Friday, May 28, 2010

Religions 1910-2010

The May/June issue of New World Outlook, the mission magazine of The United Methodist Church, had a fascinating brief article comparing religious affiliation around the world in 1910 and 2010. In that one hundred year period, the percentage of the world’s population that proclaims they are Christian has remained about the same 34.8% in 1910 compared to 33.2% in 2010. I know from other sources that there has been a shift in where Christians are to be found, but the relative number of Christians has remained about the same. Islam, on the other hand, has grown tremendously as a percentage of the world’s population in the past one hundred years, from 12.6% in 1910 to 22.4% in 2010. I know some people who seem to equate numerical growth with what God is “blessing” in the world. By that thinking, Islam would seem to be the religion God is blessing most. To my mind, such thinking represents neither good theology nor good sociology. As a pastor, I pay attention to numbers. They matter, but I also know that the factors that influence one’s religious journey are complex. We need a more complex theology, sociology and psychology to dig more deeply into why people become religious adherents and stay or leave their respective religion. What seems even more ironic, for those who might claim in some simple way that numbers represent what God is blessing, by sheer exponential mathematics, the group that has grown the most is agnostics. Just .2% of the population in 1910, they are now 9.3% of the population – 46.5 times as many agnostics in 2010 as in 1910!

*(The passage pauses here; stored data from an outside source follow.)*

PR #1403, opened 2026-08-31
feat(metrics): expose process runtime metrics

PsiACE:

Related to #1214 and RFC 0046.

## Rationale for this change

PowerContext uses a private Prometheus registry, so the Python client default process and runtime metrics were missing.

Registers the official process, platform, and GC collectors. Adds a behavior test confirming that /metrics exposes process CPU and RSS.

Linux deployments gain standard process and Python runtime metrics. There are no configuration or API changes.

- make check
- make test: 965 passed, 10 skipped
- make docs-test
- Real Server scrape against /metrics

## AI usage statement

Codex with GPT-5 was used for implementation, testing, and PR wording.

But those numbers are not what grabbed my attention most. Notice from the above figures that between Christianity (33.2%) and Islam (22.4%), over half of human kind considers itself either Christian or Muslim. So why is our world such a mess? Why so much war, such deep injustice? Why so many hungry and homeless? Some Christians may say that we are only a third of the population, and if only we grew the world would be better. Some Muslims might say something similar about Islam. Rather than compete with each other, though, might we do better to find those parts of our respective traditions which encourage mutual respect (even while offering witness to our own faith), which enjoin us to build a better world with whomever might join us on this journey? If we fail to do this, we may find the number of agnostics growing even more in the next one hundred years.